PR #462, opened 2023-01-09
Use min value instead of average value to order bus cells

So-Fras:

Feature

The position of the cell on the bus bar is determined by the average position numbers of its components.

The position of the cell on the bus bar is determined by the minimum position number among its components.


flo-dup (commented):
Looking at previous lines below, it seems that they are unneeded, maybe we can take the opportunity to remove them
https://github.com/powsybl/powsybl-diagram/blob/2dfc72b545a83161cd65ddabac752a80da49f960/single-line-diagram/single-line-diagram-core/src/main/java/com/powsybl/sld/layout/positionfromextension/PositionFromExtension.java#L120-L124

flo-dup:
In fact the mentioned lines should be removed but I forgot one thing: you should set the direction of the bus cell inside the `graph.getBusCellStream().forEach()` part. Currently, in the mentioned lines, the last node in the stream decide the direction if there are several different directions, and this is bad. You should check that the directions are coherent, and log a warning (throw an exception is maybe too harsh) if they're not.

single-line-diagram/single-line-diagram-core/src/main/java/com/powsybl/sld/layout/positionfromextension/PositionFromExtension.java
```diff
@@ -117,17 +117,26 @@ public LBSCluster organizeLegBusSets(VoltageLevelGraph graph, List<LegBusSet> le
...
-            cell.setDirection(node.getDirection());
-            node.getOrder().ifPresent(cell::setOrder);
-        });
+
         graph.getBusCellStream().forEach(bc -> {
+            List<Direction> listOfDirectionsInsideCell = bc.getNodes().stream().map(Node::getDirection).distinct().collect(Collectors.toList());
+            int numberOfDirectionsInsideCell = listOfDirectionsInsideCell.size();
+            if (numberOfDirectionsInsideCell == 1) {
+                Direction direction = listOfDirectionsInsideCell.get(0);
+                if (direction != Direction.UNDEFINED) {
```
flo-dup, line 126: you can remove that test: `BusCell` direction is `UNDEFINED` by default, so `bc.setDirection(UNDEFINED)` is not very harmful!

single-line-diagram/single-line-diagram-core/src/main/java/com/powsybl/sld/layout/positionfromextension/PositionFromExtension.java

▸ Brief: The lines above are to be retyped exactly, with none omitted.

▸ Answer:
PR #462, opened 2023-01-09
Use min value instead of average value to order bus cells

So-Fras:

Feature

The position of the cell on the bus bar is determined by the average position numbers of its components.

The position of the cell on the bus bar is determined by the minimum position number among its components.


flo-dup (commented):
Looking at previous lines below, it seems that they are unneeded, maybe we can take the opportunity to remove them
https://github.com/powsybl/powsybl-diagram/blob/2dfc72b545a83161cd65ddabac752a80da49f960/single-line-diagram/single-line-diagram-core/src/main/java/com/powsybl/sld/layout/positionfromextension/PositionFromExtension.java#L120-L124

flo-dup:
In fact the mentioned lines should be removed but I forgot one thing: you should set the direction of the bus cell inside the `graph.getBusCellStream().forEach()` part. Currently, in the mentioned lines, the last node in the stream decide the direction if there are several different directions, and this is bad. You should check that the directions are coherent, and log a warning (throw an exception is maybe too harsh) if they're not.

single-line-diagram/single-line-diagram-core/src/main/java/com/powsybl/sld/layout/positionfromextension/PositionFromExtension.java
```diff
@@ -117,17 +117,26 @@ public LBSCluster organizeLegBusSets(VoltageLevelGraph graph, List<LegBusSet> le
...
-            cell.setDirection(node.getDirection());
-            node.getOrder().ifPresent(cell::setOrder);
-        });
+
         graph.getBusCellStream().forEach(bc -> {
+            List<Direction> listOfDirectionsInsideCell = bc.getNodes().stream().map(Node::getDirection).distinct().collect(Collectors.toList());
+            int numberOfDirectionsInsideCell = listOfDirectionsInsideCell.size();
+            if (numberOfDirectionsInsideCell == 1) {
+                Direction direction = listOfDirectionsInsideCell.get(0);
+                if (direction != Direction.UNDEFINED) {
```
flo-dup, line 126: you can remove that test: `BusCell` direction is `UNDEFINED` by default, so `bc.setDirection(UNDEFINED)` is not very harmful!

single-line-diagram/single-line-diagram-core/src/main/java/com/powsybl/sld/layout/positionfromextension/PositionFromExtension.java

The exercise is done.